#### What the exercise asks
Copy every line from the records below that holds the word "else".

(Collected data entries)
################

PR #2042, opened 2022-03-16
More comprehensible error message in case of version mismatch

gpetiot:
cc @tmattio @samoht for user friendliness.


gpetiot:

PR #2043, opened 2022-03-17
Do not use extension nodes for sugared extension forms

### LINKED ISSUE #2081: Bug: match and match%ext are not treated the same by nested-match=align
**Describe the bug**

`nested-match=align` doesn't treat a "normal" `match` and one with a ppx extension (such as `match%lwt`) the same way. The normal ones are correctly aligned. While the ones with extension are nested.

**How to Reproduce**

Minimal version

```
let () =
  match foo with
  | true -> false
  | false ->
  match foo with
  | true -> false
  | false ->
  match foo with
  | true -> false
  | false ->
  match foo with
  | true -> false
  | false -> match foo with true -> false | false -> false

let () =
  match%lwt foo with
  | true -> false
  | false -> (
      match%lwt foo with
      | true -> false
      | false -> (
          match%lwt foo with
          | true -> false
          | false -> (
              match%lwt foo with
              | true -> false
              | false -> ( match%lwt foo with true -> false | false -> false))))
```

```
version=0.21.0
profile=default

nested-match=align # deprecated
```

With our profile

```
let () =
  match foo with
  | true -> false
  | false ->
  match foo with
  | true -> false
  | false ->
  match foo with
  | true -> false
  | false ->
  match foo with
  | true -> false
  | false ->
  match foo with
  | true -> false
  | false -> false

let () =
  match%lwt foo with
  | true -> false
  | false ->
    ( match%lwt foo with
    | true -> false
    | false ->
      ( match%lwt foo with
      | true -> false
      | false ->
        ( match%lwt foo with
        | true -> false
        | false ->
          ( match%lwt foo with
          | true -> false
          | false -> false
          )
        )
      )
    )
```

```
version=0.21.0
quiet=true
profile=default

break-cases=toplevel # deprecated
break-infix-before-func=false
break-infix=fit-or-vertical
break-struct=natural # deprecated
cases-exp-indent=2
doc-comments=before
exp-grouping=preserve
indicate-multiline-delimiters=closing-on-separate-line # deprecated
let-and=sparse
m=120
max-indent=2
module-item-spacing=preserve # deprecated
nested-match=align # deprecated
ocp-indent-compat=true
parens-ite=true
parens-tuple=multi-line-only
type-decl=sparse
```

gpetiot:
Fix #2081

- Preserves more of the sugared extension forms (wasn't the case when we formatted a function in an Apply when `break-infix-before-func=false` for example)
- Behaves the same with/without extension (for example regarding `module-item-spacing` (only diff we get when running test_branch.sh))
- Removes code duplication and the whole extension-node layer in Fmt_ast.ml and Ast.ml
- Removes `Source.extension_using_sugar` that relied on the input anyway


lib/Fmt_ast.ml
```diff
@@ -3554,7 +3480,7 @@ and fmt_functor_arg c {loc; txt= arg} =
 
 and fmt_module_type c ({ast= mty; _} as xmty) =
   let ctx = Mty mty in
-  let {pmty_desc; pmty_loc; pmty_attributes} = mty in
+  let {pmty_desc; pmty_loc; pmty_attributes; pmty_ext= _} = mty in
```
hhugo, line 3483: Why is it ok to ignore pmty_ext here ?

test/passing/tests/extensions-indent.ml.ref
```diff
@@ -387,11 +391,11 @@ let _ = f (if%ext x then y else z)
 
 let _ = f [%ext if x then y else z]
 
-let _ = (if%ext x then y else z) [@attr]
+let _ = if%ext [@attr] x then y else z
```
hhugo, line 394: Is the diff regarding attributes position related?

vendor/parse-wyc/lib/parser.mly
```diff
@@ -2352,7 +2338,17 @@ simple_expr:
   | BEGIN ext_attributes seq_expr END
       { Pexp_beginend $3, $2 }
   | BEGIN ext_attributes END
-      { Pexp_construct (mkloc (Lident "()") (make_loc $sloc), None), $2 }
+      { let ext, attrs = $2 in
```
hhugo, line 2341: This PR would be a good opportunity to preserve begin end in this case.

vendor/ocaml-4.13-extended/parsetree.mli
```diff
@@ -90,6 +90,7 @@ and core_type =
      ptyp_loc: Location.t;
      ptyp_loc_stack: location_stack;
      ptyp_attributes: attributes; (* ... [@id1] [@id2] *)
+     ptyp_ext: string loc option;
```
hhugo, line 93: It is weird to have ext attached to core_type instead of core_type_desc. The same comment apply to other kind. Attaching to "desc" would make it easier to not forget any cases in fmt.ml

lib/Fmt_ast.ml
gpetiot: It should not have been added to module_type since no extensions are allowed, I will remove it.

vendor/parse-wyc/lib/parser.mly
gpetiot: Done

PR #2046, opened 2022-03-23
Fix unstable comment formatting around prefix op

### LINKED ISSUE #1264: Bug: unstable comment formatting for prefix op
Hi,

    !(*a*) (*b*)x

gpetiot:
Fix #1264, no diff with test_branch.sh

I'm not a fan of this fix, but having the `@,` break unconditionally may look surprising for users, I like it even less.


Julow (approved):
Fine to me but I'd be curious to see the original code.

PR #2388, opened 2023-06-28
Disable short syntax for record field on 4.02

Julow:
The new syntax rewrite introduced in #2282 is not compatible with 4.02.
The default value for the `ocaml-version` option is 4.04 but users are still supporting OCaml 4.02.

`test/passing/tests/record-402.ml.ref` parse on 4.02. `test/passing/tests/record.ml.ref` parse on 4.03.
The tests that are specifically about the newer syntax are moved into an other test.


test/passing/tests/record-tight_decl.ml.ref
```diff
@@ -38,75 +38,11 @@ let f ~l:{f; g} = e
...
-let Mmmmmm.
-      { xxxx
-      ; xxxxxxxxx
-      ; xxxxxxxxxxxxxxxxxx
-      ; xxxxxxxxxxxxxxxxxxxxxxxxxxxxxxxxxxxx (* foooooooooooo *) }
-    (* fooooooooo *) =
-  ()
-
-let _ = {a; b : c = (match b with `A -> A | `B -> B | `C -> C); c}
+(* TODO: let _ = {a; b = ((match b with `A -> A | `B -> B | `C -> C) : c);
```
Julow, line 41: In this form, it changes the AST. I'll fix that in a follow-up PR.

PR #2398, opened 2023-07-17
Restore indentation of `->`

Julow:
The second commit restore the indentation of `->` as it was in 0.25.1.
The third commit fixes a bug in the formatting of `fun` after a label.


Julow:
The test-branch diff is large but intersects with recent regressions. The test-branch diff since the previous release seems to be improved slightly. Let's see in the preview PRs.

PR #2402, opened 2023-07-18
CI: Cache test-extra/code when running test_branch

Julow:
I hope to make test-branch 10% faster.


Julow:
Success, test-branch is 50% faster!

PR #2403, opened 2023-07-18
Prepare 0.26.0

Julow:
I edited the changelog slightly as I think it looks too much like `git log`:

- Non-bug entries are moved to the "Changes" section.
- Lists are sorted by PR number.
- Similar entries are merged.
- Some are re-worded.

I think we can do better. For example, changes that are likely to cause regressions are not marked as such.


Julow:
> For example, changes that are likely to cause regressions are not marked as such.

I've changed that.

PR #2404, opened 2023-07-19
CI and opam file fixes after 0.26.0

Julow:


HACKING.org
```diff
@@ -42,9 +42,7 @@ Git is used to manage the script's state:
   =git push --tags=
 
 - Release in automatic mode
-  =dune-release -p ocamlformat,ocamlformat-rpc-lib=
-  Until dune-release.1.5.0 is released the =main= branch of dune-release
-  should be used.
+  =dune-release -p ocamlformat-lib,ocamlformat=
```
gpetiot, line 45: `ocamlformat-rpc-lib` still needs to be released since we check for the version to be the same as ocamlformat-lib and ocamlformat (only for the tests but still), or we need to change the version requirement for this lib

Julow: Fixed, thanks.
Note that this PR is not ready.

Julow:
Windows CI should finally work.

################

#### Answer box
@@ -387,11 +391,11 @@ let _ = f (if%ext x then y else z)
 let _ = f [%ext if x then y else z]
-let _ = (if%ext x then y else z) [@attr]
+let _ = if%ext [@attr] x then y else z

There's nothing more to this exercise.